St Swithins Day de Grant Morrison 04Cuando yo tenía 19 no quería cumplir 20. Me sentía viejo, irremediablemente cerca a los 30 o a los 40. Así de viejo. El adolescente británico comparte esta preocupación. Más allá de los 20 hay una edad indefinible que para él es un sinónimo de la muerte. Horas antes de la llegada de Margaret Thatcher, pinta tres palabras en su cara: “chico neurótico marginal”. Hay instancias en las que no parece conciente de su cuerpo (sí es conciente, en cambio, de cómo es rechazado por otros). El único modo en el que puede inscribirse en el mundo es marcando su rostro. La escritura, entonces, crea el objeto. La escritura lo crea o recrea. Sería de interés contrastar la perspectiva de Hélène Cixous sobre la literatura femenina que rompe con la lógica lineal de su contraparte masculina. Al escribir sobre su propio cuerpo él nos hace reflexionar sobre “Escribiendo el cuerpo: hacia una comprensión de la escritura femenina” de Ann Rosalind Jones, porque, en definitiva, hay una carga sexual no resuelta en el personaje de Morrison.

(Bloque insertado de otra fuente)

PR #6530, opened 2026-04-20
Update dependency cruiser

lkostrowski:
dependency cruiser package was very old and `pnpm audit` reported several vulnerabilities in it's packages

This PR updates it


.dependency-cruiser.mjs
```diff
@@ -1,5 +1,5 @@
 /** @type {import('dependency-cruiser').IConfiguration} */
-module.exports = {
+export default {
```
lkostrowski, line 2: removed legacy module syntax. This also require extension to be `mjs`

pnpm-workspace.yaml
```diff
@@ -9,6 +9,10 @@ minimumReleaseAgeExclude:
 
 trustPolicy: no-downgrade
 
+trustPolicyExclude:
+  # Semver packages are not signed before 7.x. Check pnpm-lock which package is still using 6.x and plan upgrade entire tree.
+  - "semver@6.3.1"
```
lkostrowski, line 14: Must be added to ignored policies, because semver introduced signing after 7.x

witoszekdev (approved):

PR #6531, opened 2026-04-20
Update vulnerable protobuf and flatted packages

lkostrowski:


pnpm-lock.yaml
```diff
@@ -11397,10 +11399,10 @@ packages:
         integrity: sha512-KXUM8UEV+IK4JYWHNyxkPGDGbxeTEUHQv3POApfyTRN5eMcPFbY4cB0mDJr0LPelVvYPghmZDOCqfCIm9mYHtQ==,
       }
 
-  protobufjs@7.5.4:
+  protobufjs@8.0.0:
```
NyanKiyoshi: Should be either `>=7.5.5, <8`, or `>= 8.0.1` (per https://github.com/advisories/GHSA-xq3m-2v4x-88gg)

pnpm-workspace.yaml
```diff
@@ -44,6 +44,8 @@ overrides:
   "immutable@<3.8.3": ">=3.8.3"
   "flatted@<3.4.0": ">=3.4.0"
   "@tootallnate/once@<3.0.1": ">=3.0.1"
+  "protobufjs@<7.5.5": ">=7.5.5"
+  "flatted@<=3.4.1": ">=3.4.2"
```
witoszekdev, line 53: We already have override for flatted flatted@<3.4.0, so we should get rid of the old one

NyanKiyoshi (approved):

witoszekdev (approved):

Esto es absolutamente obvio en las escenas finales, vagabundeando como un fantasma en medio de una ruidosa multitud, él es conciente de una sola cosa: toda su vida ha sido ignorado, repudiado, nadie lo ha visto, así que ¿por qué deberían empezar a notar su presencia ahora que, con cada paso, se acerca más y más a la primera ministra de Inglaterra? Y de hecho, llega a estar a pocos centímetros de distancia. Ahora es el momento de decidir qué hacer. Si acaso decidiese dispararle no habría vuelta atrás pero, al mismo tiempo, después de todo lo que ha hecho, no puede simplemente retirarse sin confrontar a la Dama de Hierro.

Esta es tal vez una de las historias más personales de Morrison. El autor escocés no responde ante editoriales o corporaciones sino a sus propias motivaciones artísticas. Y encuentra en Paul Grist al artista ideal para este proyecto. Paul Grist es la quintaesencia del artista independiente. Juntos encajan a la perfección, y le dan vida a cada página. “St. Swithin’s Day” fue originalmente publicada en cuatro capítulos en Trident Comics, y luego habría una recopilación de otra editorial independiente: Oni Press. Esa es la edición que tengo, y me alegra haberla comprado cuando lo hice, porque parece que ahora ya no es tan fácil de encontrar, por eso, si la ven un día, no la dejen escapar.

St Swithins Day de Grant Morrison 01St. Swithin’s Day
Guión: Grant Morrison
Dibujo: Paul Grist
Editorial: Trident Comics / Oni Press
Fecha de publicación: 1989-1990 (Trident # 1 – 4); 1998 (Oni)
Formato: 24 páginas en blanco y negro.